# Work to be completed
Retype all of the data. Every line must match exactly.
[Supplied entries — start]
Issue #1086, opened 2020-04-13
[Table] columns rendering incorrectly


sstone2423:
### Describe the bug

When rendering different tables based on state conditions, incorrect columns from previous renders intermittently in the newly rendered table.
[Supplied entries — finish]
# Solution to the exercise
Issue #1086, opened 2020-04-13
[Table] columns rendering incorrectly


sstone2423:
### Describe the bug

When rendering different tables based on state conditions, incorrect columns from previous renders intermittently in the newly rendered table.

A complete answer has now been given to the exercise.